■ MATERIAL FOR THIS TASK ■
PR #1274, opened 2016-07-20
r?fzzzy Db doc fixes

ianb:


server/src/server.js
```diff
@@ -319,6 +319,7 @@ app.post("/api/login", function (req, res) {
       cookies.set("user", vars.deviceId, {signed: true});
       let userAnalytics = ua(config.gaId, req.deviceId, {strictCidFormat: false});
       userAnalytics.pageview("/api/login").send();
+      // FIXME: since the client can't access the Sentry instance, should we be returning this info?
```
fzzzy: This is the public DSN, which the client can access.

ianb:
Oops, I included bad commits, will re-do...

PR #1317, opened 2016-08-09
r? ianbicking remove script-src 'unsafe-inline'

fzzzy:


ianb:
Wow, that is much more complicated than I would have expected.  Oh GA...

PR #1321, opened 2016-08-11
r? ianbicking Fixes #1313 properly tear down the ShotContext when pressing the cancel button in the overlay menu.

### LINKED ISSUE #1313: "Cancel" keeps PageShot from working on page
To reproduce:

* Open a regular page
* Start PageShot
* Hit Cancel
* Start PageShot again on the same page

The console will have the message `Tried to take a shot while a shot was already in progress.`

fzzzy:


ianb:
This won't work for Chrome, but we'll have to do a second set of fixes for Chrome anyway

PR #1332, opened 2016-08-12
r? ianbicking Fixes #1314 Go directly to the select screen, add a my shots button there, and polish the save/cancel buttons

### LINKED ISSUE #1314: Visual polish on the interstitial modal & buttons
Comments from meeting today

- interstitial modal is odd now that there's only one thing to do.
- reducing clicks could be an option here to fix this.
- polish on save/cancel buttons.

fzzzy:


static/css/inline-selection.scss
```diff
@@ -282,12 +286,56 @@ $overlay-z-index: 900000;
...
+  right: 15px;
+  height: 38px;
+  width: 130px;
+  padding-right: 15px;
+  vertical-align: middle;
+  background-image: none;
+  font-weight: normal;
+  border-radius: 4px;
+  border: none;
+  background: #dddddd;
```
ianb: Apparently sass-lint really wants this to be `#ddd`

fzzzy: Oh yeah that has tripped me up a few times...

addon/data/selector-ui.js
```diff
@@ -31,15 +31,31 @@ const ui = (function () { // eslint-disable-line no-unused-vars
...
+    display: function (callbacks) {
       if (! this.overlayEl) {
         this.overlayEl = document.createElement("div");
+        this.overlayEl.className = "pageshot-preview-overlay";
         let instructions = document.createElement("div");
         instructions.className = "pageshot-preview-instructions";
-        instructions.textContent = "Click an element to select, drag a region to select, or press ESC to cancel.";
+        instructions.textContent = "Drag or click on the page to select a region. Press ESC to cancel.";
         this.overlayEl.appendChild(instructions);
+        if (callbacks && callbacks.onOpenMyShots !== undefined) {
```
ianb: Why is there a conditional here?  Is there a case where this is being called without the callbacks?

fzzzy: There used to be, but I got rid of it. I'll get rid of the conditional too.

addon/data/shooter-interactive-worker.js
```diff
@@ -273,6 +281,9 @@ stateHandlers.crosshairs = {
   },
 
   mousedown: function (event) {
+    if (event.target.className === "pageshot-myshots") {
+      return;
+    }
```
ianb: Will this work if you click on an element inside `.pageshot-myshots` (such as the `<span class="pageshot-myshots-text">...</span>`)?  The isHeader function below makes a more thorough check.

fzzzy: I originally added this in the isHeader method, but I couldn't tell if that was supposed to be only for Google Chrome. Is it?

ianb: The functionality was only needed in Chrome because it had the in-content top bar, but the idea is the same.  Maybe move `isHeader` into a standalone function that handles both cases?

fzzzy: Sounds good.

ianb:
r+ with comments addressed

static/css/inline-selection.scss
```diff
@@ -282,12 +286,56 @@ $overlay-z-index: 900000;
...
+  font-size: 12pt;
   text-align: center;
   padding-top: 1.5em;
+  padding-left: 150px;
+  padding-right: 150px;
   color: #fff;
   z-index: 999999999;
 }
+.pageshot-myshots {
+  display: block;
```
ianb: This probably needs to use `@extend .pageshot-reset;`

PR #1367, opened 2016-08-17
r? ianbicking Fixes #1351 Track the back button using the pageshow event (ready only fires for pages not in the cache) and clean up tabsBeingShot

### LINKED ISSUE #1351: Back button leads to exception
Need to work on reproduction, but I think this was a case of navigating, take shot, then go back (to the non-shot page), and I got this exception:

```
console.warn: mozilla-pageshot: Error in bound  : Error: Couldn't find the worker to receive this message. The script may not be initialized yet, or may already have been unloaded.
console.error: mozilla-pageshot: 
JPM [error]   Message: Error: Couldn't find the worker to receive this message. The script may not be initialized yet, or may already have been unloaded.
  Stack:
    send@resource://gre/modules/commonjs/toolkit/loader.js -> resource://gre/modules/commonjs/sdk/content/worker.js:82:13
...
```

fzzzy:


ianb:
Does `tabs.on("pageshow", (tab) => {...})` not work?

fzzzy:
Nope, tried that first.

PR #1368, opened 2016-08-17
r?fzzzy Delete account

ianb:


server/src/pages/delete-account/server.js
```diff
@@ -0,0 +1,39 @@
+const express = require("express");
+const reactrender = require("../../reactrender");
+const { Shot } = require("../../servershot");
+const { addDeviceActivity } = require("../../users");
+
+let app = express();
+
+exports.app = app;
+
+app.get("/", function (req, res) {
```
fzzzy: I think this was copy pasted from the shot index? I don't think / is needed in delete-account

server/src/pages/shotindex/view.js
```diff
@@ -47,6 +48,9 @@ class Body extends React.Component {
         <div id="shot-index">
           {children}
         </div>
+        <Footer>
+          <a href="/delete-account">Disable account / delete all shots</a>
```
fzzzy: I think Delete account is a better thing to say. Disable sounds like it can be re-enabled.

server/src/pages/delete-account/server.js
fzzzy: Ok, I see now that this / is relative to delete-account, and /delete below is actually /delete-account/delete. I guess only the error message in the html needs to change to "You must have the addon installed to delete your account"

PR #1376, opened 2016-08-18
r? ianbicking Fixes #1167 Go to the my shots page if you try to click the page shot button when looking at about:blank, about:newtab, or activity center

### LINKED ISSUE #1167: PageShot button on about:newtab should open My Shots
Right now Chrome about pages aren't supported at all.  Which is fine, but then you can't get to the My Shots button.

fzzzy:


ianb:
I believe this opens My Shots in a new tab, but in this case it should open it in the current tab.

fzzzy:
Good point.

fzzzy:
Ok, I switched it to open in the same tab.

■ WHAT THIS TASK INVOLVES ■
Find the word "document" in the entries, then copy out every line that has it.

■ ANSWER TO THIS TASK ■
         this.overlayEl = document.createElement("div");
         let instructions = document.createElement("div");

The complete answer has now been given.